Howard League for Penal Reform: Stewart Murray Wilson
19 August 2012
The Howard League wish to acknowledge and offer support for the work of Andrew McKenzie, the lawyer acting for Stewart
Murray Wilson. The current media-fed public hysteria is disguising very important issues and principles on which a
civilised society relies as a basis for a fair justice system. This is the very system we rely on to actually reduce
victims and offending.
We appreciate public concerns around safety and all victim concerns must be recognised and supported. However, in doing
so we must also ensure that the weighing of all the relevant issues is considered in a rational manner, something that
is at risk of not occurring in this case. Media glee in the use of words such as beast, and the abandonment of
responsible reporting actually cause harm, rather than assisting in good public outcomes. Again, whipped up fervour
risks a populist knee jerk response.
The order that has been approved for the release of Wilson is likely the strictest set of conditions ever applied to an
offender who has actually fulfilled the conditions of his original sentence. In effect, the living conditions, GPS
monitoring, and supervision are tantamount to an extension of imprisonment to September 2025. Regardless of the like or
dislike of Wilson, we as a society should be operating to a higher set of values, and we should not pick and choose to
whom these apply. He has every right with his legal representation to test the validity of these in court.

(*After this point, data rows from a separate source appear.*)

PR #18576, opened 2025-09-26
Make KubernetesWorkItem.shutdown idempotent

kfaraz:
### Description

This patch tries to address the following condition due to a [bug in fabric8 client](https://github.com/fabric8io/kubernetes-client/issues/7163).

The callback executor in `TaskQueue` can get stuck in the following scenario.
- `TaskQueue` tries to shutdown a task via `notifyStatus()` and queues up a `TaskRunner.shutdown()` on the callback executor.
- `TaskQueue` then removes the entry for this task from its in-memory data-structures
- `TaskRunner.shutdown()` remains stuck due to the fabric8 bug
- `TaskRunner` still has the task in its memory
- When the `TaskQueue` periodically manages itself via `startPendingTasksOnRunner()`,
it realizes that the `TaskRunner` has this unknown task and tries to shut it down again.

### Fix

Subsequent calls to `KubernetesWorkItem.shutdown()` should not block and return immediately.

<hr>

This PR has:

- [ ] been self-reviewed.

### DIFF
--- a/extensions-core/kubernetes-overlord-extensions/src/main/java/org/apache/druid/k8s/overlord/KubernetesWorkItem.java
+++ b/extensions-core/kubernetes-overlord-extensions/src/main/java/org/apache/druid/k8s/overlord/KubernetesWorkItem.java
@@ -29,11 +29,14 @@ import org.apache.druid.indexing.overlord.TaskRunnerWorkItem;
 import org.apache.druid.java.util.common.ISE;
 
 import java.io.InputStream;
+import java.util.concurrent.atomic.AtomicBoolean;
 
 public class KubernetesWorkItem extends TaskRunnerWorkItem
 {
   private final Task task;
   private final KubernetesPeonLifecycle kubernetesPeonLifecycle;
+
+  private final AtomicBoolean isShuttingDown = new AtomicBoolean(false);
 
   public KubernetesWorkItem(Task task, ListenableFuture<TaskStatus> statusFuture, KubernetesPeonLifecycle kubernetesPeonLifecycle)
   {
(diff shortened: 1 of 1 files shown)


extensions-core/kubernetes-overlord-extensions/src/main/java/org/apache/druid/k8s/overlord/KubernetesWorkItem.java
```diff
@@ -29,23 +29,33 @@
...
+  /**
+   * Shuts down this work item. Subsequent calls to this method return immediately.
+   */
+  protected void shutdown()
   {
-    this.kubernetesPeonLifecycle.startWatchingLogs();
-    this.kubernetesPeonLifecycle.shutdown();
+    if (isShutdown.compareAndSet(false, true)) {
+      synchronized (this) {
+        this.kubernetesPeonLifecycle.startWatchingLogs();
```
capistrant, line 55: do we even need to be calling `startWatchingLogs()` here? Kind of off topic for the PR. But part of the reason shutdown is slow and can even hang, is because of the LogWatch being unhealthy. https://github.com/apache/druid/pull/18444 was implemented to put a time limit on log persist for saving off task logs. In that code path we are actually writing the logs out somewhere. I guess I don't see how the call here is useful at all if we are trying to just shut the task down?

capistrant (commented):
Seems like a logical solution to me. I think this might be a time to take a second and consider the log watch in the shutdown and if it is even necessary. what do you think?

extensions-core/kubernetes-overlord-extensions/src/main/java/org/apache/druid/k8s/overlord/KubernetesWorkItem.java
kfaraz: Yeah, I agree, the only apparent effect of calling `startWatchingLogs()` is to initialize `KubernetesPeonLifecycle.logWatch` field which would be initialized anyway via `join()` -> `finally` -> `saveLogs()` -> `doSaveLogs()`.

We can explore that in a separate PR.

capistrant:
https://github.com/apache/druid/pull/18579 opened this for proposing dropping the LogWatch init in shutdown

PR #18579, opened 2025-09-26
Remove LogWatch initialization during k8s task shutdown

capistrant:
### Description

Remove unnecessary LogWatch initialization from shutdown() in the K8s work item class. Under normal operations, the peon will already have initialized its LogWatch needed to stream logs. During shutdown it should either not need to create one because it exists, or skip creating it as we are just wanting to push through a shutdown at this point.

#18444 was created to try and mitigate known issues with LogWatch. This added a hacky timeout when trying to persist logs. Instead of doing that song and dance here, I propose we just drop the call to initialize it as the benefit of doing it is not clear to me. Removing it reduces risk of issues in shutdown leading to threads hung in fabric8 code like has been seen in live prod clusters.

#### Release note

<hr>

 * `MyFoo`
 * `OurBar`
 * `TheirBaz`

<hr>

This PR has:

- [ ] been self-reviewed.

### DIFF
--- a/extensions-core/kubernetes-overlord-extensions/src/main/java/org/apache/druid/k8s/overlord/KubernetesWorkItem.java
+++ b/extensions-core/kubernetes-overlord-extensions/src/main/java/org/apache/druid/k8s/overlord/KubernetesWorkItem.java
@@ -44,7 +44,6 @@ public class KubernetesWorkItem extends TaskRunnerWorkItem
 
   protected synchronized void shutdown()
   {
-    this.kubernetesPeonLifecycle.startWatchingLogs();
     this.kubernetesPeonLifecycle.shutdown();
   }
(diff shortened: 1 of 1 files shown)


kfaraz:
Thanks for the PR, @capistrant !
I was in the middle of writing up a test to verify this 🙂 
Putting it up in #18580 .

capistrant:
> Thanks for the PR, @capistrant ! I was in the middle of writing up a test to verify this 🙂 Putting it up in #18580 .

The courts are tasked with considering all the relevant evidence, and claims and counterclaims are weighed and tested in
a rational manner. We hear of the danger of reoffending, yet a counterclaim presented to the court based on historical
data, shows those in Wilson's age group actually reoffend at a rate of 3%. That may be 3% too many, but it is important
if Wilson is the exception that this be shown to be factual. A claim that it is so is not enough. The court order has
regard to the type of offending and the manner in which past offending has been carried out (for example, whether Wilson
actually has access to the tools and means he has used in the past).
Furthermore, issues of tenancy and rights of the tenant are in play. We may be discussing Wilson currently, but next
time it may be someone else and we strip another right or we make it one step closer. The approach of the Whanganui
Council in considering trespass, on which Barrister Michael Bott of the Howard League has publicly commented, is again
the "anywhere but here approach". Who next? Where next? Hidden in our cities out of sight, the worst of all possible
situations.
We all acknowledge the need to get this right, and penal populism and the media- fed frenzy, does not assist. We are one
of the highest imprisoned societies in the Western world with devastating consequences for all of society, and we have
built a conveyer belt of future victims. We are a country that holds up exceptions and pushes for knee jerk political
reaction, often ignoring best international practice which produces far safer societies.
This case challenges us to hold up a higher yardstick for the greater good and to apply, regardless of our dislike for
the offender, the same legal process and test to all in our society. If we react in haste and poor legal precedents are
set, we open ourselves to the gradual erosion of the underpinnings of a rational justice system and, in the future, we
retry those we dislike in the poorly informed court of public opinion. There is nothing in these actions that weakens in
any way the safety of our society. That will only come about by political weakening of the strong foundations of law.